Problem to work on — Write out the data exactly, every line included.

'''

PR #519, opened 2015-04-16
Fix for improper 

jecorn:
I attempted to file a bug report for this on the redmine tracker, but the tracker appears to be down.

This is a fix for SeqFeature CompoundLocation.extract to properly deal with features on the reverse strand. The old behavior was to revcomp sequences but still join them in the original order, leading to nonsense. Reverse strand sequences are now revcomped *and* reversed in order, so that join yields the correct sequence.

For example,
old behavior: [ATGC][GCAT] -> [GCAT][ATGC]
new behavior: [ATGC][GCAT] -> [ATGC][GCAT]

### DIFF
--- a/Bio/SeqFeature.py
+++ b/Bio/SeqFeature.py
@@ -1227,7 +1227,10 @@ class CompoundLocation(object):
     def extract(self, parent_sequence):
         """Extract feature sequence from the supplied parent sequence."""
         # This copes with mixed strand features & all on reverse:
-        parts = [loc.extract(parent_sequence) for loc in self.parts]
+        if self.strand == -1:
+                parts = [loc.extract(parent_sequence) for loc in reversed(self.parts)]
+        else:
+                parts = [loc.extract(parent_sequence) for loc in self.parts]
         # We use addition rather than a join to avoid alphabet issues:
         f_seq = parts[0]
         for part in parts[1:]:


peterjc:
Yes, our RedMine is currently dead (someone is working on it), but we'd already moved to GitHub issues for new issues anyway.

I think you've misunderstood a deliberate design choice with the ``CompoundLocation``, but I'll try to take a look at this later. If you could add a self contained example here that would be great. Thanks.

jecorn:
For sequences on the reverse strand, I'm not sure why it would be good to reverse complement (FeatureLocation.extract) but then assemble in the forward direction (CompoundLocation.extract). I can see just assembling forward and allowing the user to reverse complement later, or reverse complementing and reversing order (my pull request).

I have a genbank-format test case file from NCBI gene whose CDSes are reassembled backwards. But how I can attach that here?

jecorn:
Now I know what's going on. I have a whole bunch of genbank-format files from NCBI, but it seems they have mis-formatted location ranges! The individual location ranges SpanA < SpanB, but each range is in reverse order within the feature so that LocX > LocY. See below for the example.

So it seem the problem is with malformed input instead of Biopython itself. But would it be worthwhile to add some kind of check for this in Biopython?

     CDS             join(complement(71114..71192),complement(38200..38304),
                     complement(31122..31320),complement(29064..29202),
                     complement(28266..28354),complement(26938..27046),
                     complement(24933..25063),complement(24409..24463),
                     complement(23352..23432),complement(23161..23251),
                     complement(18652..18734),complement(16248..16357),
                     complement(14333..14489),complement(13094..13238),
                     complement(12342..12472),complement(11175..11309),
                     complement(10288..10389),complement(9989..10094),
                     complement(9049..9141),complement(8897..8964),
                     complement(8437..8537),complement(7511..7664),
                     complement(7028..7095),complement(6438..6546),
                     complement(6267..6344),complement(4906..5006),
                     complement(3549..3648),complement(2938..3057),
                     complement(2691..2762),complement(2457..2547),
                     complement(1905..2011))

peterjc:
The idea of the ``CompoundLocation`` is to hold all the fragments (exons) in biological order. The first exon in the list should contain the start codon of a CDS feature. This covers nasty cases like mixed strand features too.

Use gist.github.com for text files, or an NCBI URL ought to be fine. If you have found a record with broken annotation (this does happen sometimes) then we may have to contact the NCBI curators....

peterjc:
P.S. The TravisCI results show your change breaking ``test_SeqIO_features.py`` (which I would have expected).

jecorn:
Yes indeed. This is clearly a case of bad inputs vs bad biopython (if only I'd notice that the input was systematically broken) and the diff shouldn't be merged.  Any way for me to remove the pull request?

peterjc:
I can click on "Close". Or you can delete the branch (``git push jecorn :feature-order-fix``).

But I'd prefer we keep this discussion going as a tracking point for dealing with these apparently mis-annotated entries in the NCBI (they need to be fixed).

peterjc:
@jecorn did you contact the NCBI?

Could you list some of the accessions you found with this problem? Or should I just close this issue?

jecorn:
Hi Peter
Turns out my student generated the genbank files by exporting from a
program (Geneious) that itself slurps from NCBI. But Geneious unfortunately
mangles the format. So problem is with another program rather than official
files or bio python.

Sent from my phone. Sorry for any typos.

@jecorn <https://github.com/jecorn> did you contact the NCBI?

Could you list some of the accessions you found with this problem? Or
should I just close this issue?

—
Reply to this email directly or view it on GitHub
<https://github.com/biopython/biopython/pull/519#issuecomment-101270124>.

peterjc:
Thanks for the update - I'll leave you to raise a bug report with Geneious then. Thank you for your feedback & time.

'''

Answer to the exercise —
PR #519, opened 2015-04-16
Fix for improper 

jecorn:
I attempted to file a bug report for this on the redmine tracker, but the tracker appears to be down.

This is a fix for SeqFeature CompoundLocation.extract to properly deal with features on the reverse strand. The old behavior was to revcomp sequences but still join them in the original order, leading to nonsense. Reverse strand sequences are now revcomped *and* reversed in order, so that join yields the correct sequence.

For example,
old behavior: [ATGC][GCAT] -> [GCAT][ATGC]
new behavior: [ATGC][GCAT] -> [ATGC][GCAT]

### DIFF
--- a/Bio/SeqFeature.py
+++ b/Bio/SeqFeature.py
@@ -1227,7 +1227,10 @@ class CompoundLocation(object):
     def extract(self, parent_sequence):
         """Extract feature sequence from the supplied parent sequence."""
         # This copes with mixed strand features & all on reverse:
-        parts = [loc.extract(parent_sequence) for loc in self.parts]
+        if self.strand == -1:
+                parts = [loc.extract(parent_sequence) for loc in reversed(self.parts)]
+        else:
+                parts = [loc.extract(parent_sequence) for loc in self.parts]
         # We use addition rather than a join to avoid alphabet issues:
         f_seq = parts[0]
         for part in parts[1:]:


peterjc:
Yes, our RedMine is currently dead (someone is working on it), but we'd already moved to GitHub issues for new issues anyway.

I think you've misunderstood a deliberate design choice with the ``CompoundLocation``, but I'll try to take a look at this later. If you could add a self contained example here that would be great. Thanks.

jecorn:
For sequences on the reverse strand, I'm not sure why it would be good to reverse complement (FeatureLocation.extract) but then assemble in the forward direction (CompoundLocation.extract). I can see just assembling forward and allowing the user to reverse complement later, or reverse complementing and reversing order (my pull request).

I have a genbank-format test case file from NCBI gene whose CDSes are reassembled backwards. But how I can attach that here?

jecorn:
Now I know what's going on. I have a whole bunch of genbank-format files from NCBI, but it seems they have mis-formatted location ranges! The individual location ranges SpanA < SpanB, but each range is in reverse order within the feature so that LocX > LocY. See below for the example.

So it seem the problem is with malformed input instead of Biopython itself. But would it be worthwhile to add some kind of check for this in Biopython?

     CDS             join(complement(71114..71192),complement(38200..38304),
                     complement(31122..31320),complement(29064..29202),
                     complement(28266..28354),complement(26938..27046),
                     complement(24933..25063),complement(24409..24463),
                     complement(23352..23432),complement(23161..23251),
                     complement(18652..18734),complement(16248..16357),
                     complement(14333..14489),complement(13094..13238),
                     complement(12342..12472),complement(11175..11309),
                     complement(10288..10389),complement(9989..10094),
                     complement(9049..9141),complement(8897..8964),
                     complement(8437..8537),complement(7511..7664),
                     complement(7028..7095),complement(6438..6546),
                     complement(6267..6344),complement(4906..5006),
                     complement(3549..3648),complement(2938..3057),
                     complement(2691..2762),complement(2457..2547),
                     complement(1905..2011))

peterjc:
The idea of the ``CompoundLocation`` is to hold all the fragments (exons) in biological order. The first exon in the list should contain the start codon of a CDS feature. This covers nasty cases like mixed strand features too.

Use gist.github.com for text files, or an NCBI URL ought to be fine. If you have found a record with broken annotation (this does happen sometimes) then we may have to contact the NCBI curators....

peterjc:
P.S. The TravisCI results show your change breaking ``test_SeqIO_features.py`` (which I would have expected).

jecorn:
Yes indeed. This is clearly a case of bad inputs vs bad biopython (if only I'd notice that the input was systematically broken) and the diff shouldn't be merged.  Any way for me to remove the pull request?

peterjc:
I can click on "Close". Or you can delete the branch (``git push jecorn :feature-order-fix``).

But I'd prefer we keep this discussion going as a tracking point for dealing with these apparently mis-annotated entries in the NCBI (they need to be fixed).

peterjc:
@jecorn did you contact the NCBI?

Could you list some of the accessions you found with this problem? Or should I just close this issue?

jecorn:
Hi Peter
Turns out my student generated the genbank files by exporting from a
program (Geneious) that itself slurps from NCBI. But Geneious unfortunately
mangles the format. So problem is with another program rather than official
files or bio python.

Sent from my phone. Sorry for any typos.

@jecorn <https://github.com/jecorn> did you contact the NCBI?

Could you list some of the accessions you found with this problem? Or
should I just close this issue?

—
Reply to this email directly or view it on GitHub
<https://github.com/biopython/biopython/pull/519#issuecomment-101270124>.

peterjc:
Thanks for the update - I'll leave you to raise a bug report with Geneious then. Thank you for your feedback & time.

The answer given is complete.